__WORK REQUIRED__
Please filter the data below down to the lines holding the string "least".

__Stored items__
'''
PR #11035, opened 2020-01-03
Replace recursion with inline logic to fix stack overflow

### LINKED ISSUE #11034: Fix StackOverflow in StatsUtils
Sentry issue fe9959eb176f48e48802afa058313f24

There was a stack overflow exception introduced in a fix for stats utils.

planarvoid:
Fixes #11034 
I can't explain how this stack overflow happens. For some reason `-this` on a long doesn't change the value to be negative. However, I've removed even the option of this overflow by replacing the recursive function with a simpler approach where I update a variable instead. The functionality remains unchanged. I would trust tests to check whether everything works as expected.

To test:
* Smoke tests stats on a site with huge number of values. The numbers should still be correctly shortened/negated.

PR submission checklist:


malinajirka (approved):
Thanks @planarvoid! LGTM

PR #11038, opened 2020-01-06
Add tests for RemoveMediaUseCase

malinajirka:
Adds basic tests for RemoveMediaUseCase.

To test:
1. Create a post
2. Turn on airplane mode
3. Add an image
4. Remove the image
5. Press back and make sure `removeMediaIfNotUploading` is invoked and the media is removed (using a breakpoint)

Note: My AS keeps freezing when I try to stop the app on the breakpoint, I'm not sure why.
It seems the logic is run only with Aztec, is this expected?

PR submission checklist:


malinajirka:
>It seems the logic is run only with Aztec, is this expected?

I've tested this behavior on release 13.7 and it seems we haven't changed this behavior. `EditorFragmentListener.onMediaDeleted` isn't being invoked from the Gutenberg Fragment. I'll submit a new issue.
'''
'''
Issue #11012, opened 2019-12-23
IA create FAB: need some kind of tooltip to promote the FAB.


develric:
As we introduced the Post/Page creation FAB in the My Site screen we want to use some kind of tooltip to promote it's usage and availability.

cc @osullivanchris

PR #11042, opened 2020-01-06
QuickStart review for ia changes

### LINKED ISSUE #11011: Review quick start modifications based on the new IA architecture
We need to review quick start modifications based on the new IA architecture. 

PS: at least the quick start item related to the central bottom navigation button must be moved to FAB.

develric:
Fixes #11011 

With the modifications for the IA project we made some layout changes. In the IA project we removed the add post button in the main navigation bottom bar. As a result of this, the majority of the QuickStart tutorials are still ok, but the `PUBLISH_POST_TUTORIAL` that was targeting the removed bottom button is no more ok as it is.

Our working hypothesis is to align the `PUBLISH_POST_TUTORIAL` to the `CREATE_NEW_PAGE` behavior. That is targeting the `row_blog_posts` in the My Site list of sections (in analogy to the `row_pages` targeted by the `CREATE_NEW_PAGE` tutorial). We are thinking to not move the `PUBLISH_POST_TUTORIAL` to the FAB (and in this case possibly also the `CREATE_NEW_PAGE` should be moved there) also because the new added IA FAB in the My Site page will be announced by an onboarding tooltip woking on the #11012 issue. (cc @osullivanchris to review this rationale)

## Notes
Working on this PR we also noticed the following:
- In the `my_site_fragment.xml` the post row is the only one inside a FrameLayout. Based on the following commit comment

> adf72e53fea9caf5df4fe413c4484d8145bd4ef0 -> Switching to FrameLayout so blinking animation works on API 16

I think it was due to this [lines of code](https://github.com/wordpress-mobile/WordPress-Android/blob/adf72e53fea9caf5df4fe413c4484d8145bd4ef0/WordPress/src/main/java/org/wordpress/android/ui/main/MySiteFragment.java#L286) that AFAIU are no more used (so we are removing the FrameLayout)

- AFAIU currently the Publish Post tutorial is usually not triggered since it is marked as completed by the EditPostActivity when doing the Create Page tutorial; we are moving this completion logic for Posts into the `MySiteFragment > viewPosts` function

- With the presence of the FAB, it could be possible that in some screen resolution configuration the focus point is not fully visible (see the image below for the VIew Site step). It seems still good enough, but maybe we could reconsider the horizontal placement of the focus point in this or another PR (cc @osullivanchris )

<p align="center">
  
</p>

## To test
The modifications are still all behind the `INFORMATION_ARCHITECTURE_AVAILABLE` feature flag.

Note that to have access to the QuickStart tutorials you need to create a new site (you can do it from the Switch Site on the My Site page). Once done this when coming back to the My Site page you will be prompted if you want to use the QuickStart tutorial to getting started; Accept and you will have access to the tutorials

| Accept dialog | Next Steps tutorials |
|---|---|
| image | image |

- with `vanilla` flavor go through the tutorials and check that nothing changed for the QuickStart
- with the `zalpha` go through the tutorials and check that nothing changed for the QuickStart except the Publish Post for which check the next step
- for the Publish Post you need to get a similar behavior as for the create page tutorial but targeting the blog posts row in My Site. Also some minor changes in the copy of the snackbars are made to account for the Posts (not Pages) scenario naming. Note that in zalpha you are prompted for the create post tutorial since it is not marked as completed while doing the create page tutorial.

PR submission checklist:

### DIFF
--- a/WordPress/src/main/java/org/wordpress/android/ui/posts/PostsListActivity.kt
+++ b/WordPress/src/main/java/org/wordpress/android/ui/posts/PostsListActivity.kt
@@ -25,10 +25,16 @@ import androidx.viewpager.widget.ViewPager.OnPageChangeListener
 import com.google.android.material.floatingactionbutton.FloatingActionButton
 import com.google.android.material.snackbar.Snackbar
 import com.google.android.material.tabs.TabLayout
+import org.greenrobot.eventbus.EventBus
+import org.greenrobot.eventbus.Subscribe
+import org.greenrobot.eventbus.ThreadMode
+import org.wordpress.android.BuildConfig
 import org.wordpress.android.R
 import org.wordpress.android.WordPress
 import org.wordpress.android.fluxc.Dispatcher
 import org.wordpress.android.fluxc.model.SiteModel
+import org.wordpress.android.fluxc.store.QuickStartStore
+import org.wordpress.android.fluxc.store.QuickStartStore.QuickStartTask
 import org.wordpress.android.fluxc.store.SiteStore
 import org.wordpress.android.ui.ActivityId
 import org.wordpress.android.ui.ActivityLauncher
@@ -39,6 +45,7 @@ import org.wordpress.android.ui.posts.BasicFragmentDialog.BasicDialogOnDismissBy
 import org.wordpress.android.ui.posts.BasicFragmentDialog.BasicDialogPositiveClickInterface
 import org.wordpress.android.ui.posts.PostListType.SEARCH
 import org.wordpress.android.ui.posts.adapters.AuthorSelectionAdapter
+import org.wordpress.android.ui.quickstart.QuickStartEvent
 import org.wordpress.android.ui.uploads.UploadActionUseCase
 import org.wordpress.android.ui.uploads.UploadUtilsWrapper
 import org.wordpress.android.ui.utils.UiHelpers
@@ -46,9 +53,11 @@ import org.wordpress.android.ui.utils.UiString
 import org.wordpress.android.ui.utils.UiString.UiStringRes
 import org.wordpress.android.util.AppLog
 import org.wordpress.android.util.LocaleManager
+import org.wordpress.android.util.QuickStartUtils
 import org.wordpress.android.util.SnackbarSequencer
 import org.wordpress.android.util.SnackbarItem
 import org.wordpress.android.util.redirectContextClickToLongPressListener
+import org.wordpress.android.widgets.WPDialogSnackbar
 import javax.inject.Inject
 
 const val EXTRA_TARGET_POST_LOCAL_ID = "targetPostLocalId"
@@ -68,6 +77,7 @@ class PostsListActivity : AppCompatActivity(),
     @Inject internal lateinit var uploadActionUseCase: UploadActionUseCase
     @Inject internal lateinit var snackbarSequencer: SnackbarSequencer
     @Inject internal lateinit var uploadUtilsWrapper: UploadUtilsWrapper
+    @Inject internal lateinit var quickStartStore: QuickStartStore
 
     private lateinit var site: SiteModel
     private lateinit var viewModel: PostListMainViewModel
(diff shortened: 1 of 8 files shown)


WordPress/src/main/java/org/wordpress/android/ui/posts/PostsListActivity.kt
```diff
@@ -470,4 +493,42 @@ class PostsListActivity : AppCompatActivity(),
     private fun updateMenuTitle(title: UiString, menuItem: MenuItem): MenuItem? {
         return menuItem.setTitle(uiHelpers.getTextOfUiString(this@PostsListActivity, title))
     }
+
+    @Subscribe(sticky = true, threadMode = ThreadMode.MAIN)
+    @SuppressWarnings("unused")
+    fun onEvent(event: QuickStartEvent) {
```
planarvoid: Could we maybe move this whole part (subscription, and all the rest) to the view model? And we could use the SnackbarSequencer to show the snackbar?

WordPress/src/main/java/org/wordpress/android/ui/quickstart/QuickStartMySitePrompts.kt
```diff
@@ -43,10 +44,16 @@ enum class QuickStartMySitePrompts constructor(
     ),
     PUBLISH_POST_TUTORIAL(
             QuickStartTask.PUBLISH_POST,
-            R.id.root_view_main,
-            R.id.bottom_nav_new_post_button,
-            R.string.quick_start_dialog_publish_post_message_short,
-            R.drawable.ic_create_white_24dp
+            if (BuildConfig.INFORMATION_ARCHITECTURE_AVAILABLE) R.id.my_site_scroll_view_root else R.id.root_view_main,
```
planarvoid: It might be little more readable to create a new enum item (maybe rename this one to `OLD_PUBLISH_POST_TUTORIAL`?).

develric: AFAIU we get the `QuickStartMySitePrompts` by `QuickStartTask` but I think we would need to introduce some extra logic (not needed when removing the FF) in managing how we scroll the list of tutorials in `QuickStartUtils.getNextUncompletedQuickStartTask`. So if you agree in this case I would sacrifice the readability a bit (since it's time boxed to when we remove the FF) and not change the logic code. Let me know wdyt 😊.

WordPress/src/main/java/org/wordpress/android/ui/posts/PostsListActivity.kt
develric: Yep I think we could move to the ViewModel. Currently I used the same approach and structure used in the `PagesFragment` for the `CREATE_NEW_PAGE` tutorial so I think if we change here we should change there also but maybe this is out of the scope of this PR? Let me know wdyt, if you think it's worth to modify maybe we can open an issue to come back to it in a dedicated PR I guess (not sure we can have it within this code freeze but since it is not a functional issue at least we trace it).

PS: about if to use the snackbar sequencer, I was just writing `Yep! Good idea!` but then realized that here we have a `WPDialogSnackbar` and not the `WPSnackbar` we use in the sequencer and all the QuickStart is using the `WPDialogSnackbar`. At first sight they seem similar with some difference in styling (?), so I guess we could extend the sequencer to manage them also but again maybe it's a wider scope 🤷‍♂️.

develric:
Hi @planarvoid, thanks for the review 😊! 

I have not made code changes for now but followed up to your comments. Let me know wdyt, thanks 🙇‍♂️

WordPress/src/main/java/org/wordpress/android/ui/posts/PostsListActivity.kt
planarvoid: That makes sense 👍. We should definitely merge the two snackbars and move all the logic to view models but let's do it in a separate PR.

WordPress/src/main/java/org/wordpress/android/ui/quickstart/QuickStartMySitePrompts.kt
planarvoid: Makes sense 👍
'''
__RESULT BELOW__
PS: at least the quick start item related to the central bottom navigation button must be moved to FAB.
develric: Yep I think we could move to the ViewModel. Currently I used the same approach and structure used in the `PagesFragment` for the `CREATE_NEW_PAGE` tutorial so I think if we change here we should change there also but maybe this is out of the scope of this PR? Let me know wdyt, if you think it's worth to modify maybe we can open an issue to come back to it in a dedicated PR I guess (not sure we can have it within this code freeze but since it is not a functional issue at least we trace it).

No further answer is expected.